Ok, so if you are dialed in with saving a large percentage of your earnings, wanting to invest on a regular basis, have scoped out some nice index funds with low fees, and want to set up a schedule of when to invest.
When do you invest? Is there a better "time" to invest than others. I'm not talking about market timing, or examining P/E ratios or anything like that. I'm saying that, with all the historical data we have, if you were to take roughly 30 people who each invested the same amount of money but each chose their "buy" date on a different day of the month (so 1st person bought on the first, 2nd person on the 2nd, etc.) would one perform better than the others if you examined the data over the last 40 years? I tried Googling this and it seems some call it "seasonality" though some also use that term for buying in certain months (times of the year as opposed to a particular day of a month). Or has the cat already got out of the bag and all of this is priced in and so time of the month doesn't matter?

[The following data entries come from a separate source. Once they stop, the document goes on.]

PR #1707, opened 2025-10-30
feat(headerbar): fix locale handling

d-rita:
Implements [LIBS-798](https://dhis2.atlassian.net/browse/LIBS-798)

---

### Description
The previous implementation does not parse the locales with variants well enough to trigger the relevant change in language in the UI. When we pass a `keyUILocale` that is a language variant, say `pt_BR` directly to `i18n.changeLanguage`, it will not be picked up and the UI defaults to `English`.

In this implementation, we parse locales using the same functionality in the [app platform's adapter](https://github.com/dhis2/app-platform/blob/8e2f83c3b70ea2a66a566e1bae3d8326724d0cf8/adapter/src/utils/localeUtils.js#L15). It reformats the locale to follow the [BCP 47 syntax](https://developer.mozilla.org/en-US/docs/Glossary/BCP_47_language_tag#bcp_47_syntax). For example, `pt_Br` becomes `pt-Br` which triggers the translation. 

---

### Checklist

-   [ ] Tests were added

---

### Screenshots
**For 'pt_Br'**
pt_Br

[LIBS-798]: https://dhis2.atlassian.net/browse/LIBS-798?atlOrigin=eyJpIjoiNWRkNTljNzYxNjVmNDY3MDlhMDU5Y2ZhYzA5YTRkZjUiLCJwIjoiZ2l0aHViLWNvbS1KU1cifQ

### DIFF
--- a/components/header-bar/src/header-bar.js
+++ b/components/header-bar/src/header-bar.js
@@ -55,11 +55,30 @@ export const HeaderBar = ({
         }))
     }, [data, baseUrl])
 
+    // sources
+    // 1. App Platform: /adapter/src/utils/localeUtils.js#L15
+    // 2. https://developer.mozilla.org/en-US/docs/Glossary/BCP_47_language_tag
+    const parseLocale = (locale) => {
+        const [language, region, script] = locale.split('_')
+
+        let languageTag = language
+        if (script) {
+            languageTag += `-${script}`
+        }
+        if (region) {
+            languageTag += `-${region}`
+        }
+        return new Intl.Locale(languageTag)
+    }
+
     // See https://jira.dhis2.org/browse/LIBS-180
     if (!loading && !error) {
         // TODO: This will run every render which is probably wrong!
         // Also, setting the global locale shouldn't be done in the headerbar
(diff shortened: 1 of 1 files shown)


KaiVandivier (changes requested):
So this would be perfect... if DHIS2 locale handling made sense 😅 instead, it's currently going the "wrong way"

--> Our input is either `pt-BR` (BCP-47, v42+) or `pt_BR` (Java .toString, <v42), and our **output** needs to be `pt_BR` (the Java.toString format) for the transifex files we have

P.S., testing can be confusing: it seems that if you set `i18n.changeLanguage('pt-BR')`, something works in a way that it falls back to `pt` -- I can tell since I looked at the translations in `pt_BR.po` and `pt.po`, and some strings are not translated for `pt_BR`,  like "Search for apps". When using `pt-BR` as the language, though, "Search for apps" _is_ translated, so it must be getting that from the `pt.po` file (since we don't have the fallback logic here yet)

I think adding this function can sort everything out: https://github.com/dhis2/app-platform/blob/master/adapter/src/utils/localeUtils.js#L59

What about time of day? Is it better to time market orders in the middle of the day, to avoid the crazy fluctuations that can happen at the beginning of the day? Is it best to avoid market orders and instead just use limit orders?
I've been investing for many years now in index funds. I've also does some individual stock investing. I know market timing is a trap, but does anyone know if it is generally better to time things by certain days of the week (Mon, Tues, etc.), certain days of the month (last day, first day, 15th), or certain times of the day (opening, closing, 1:00PM) regardless of the current state of the market?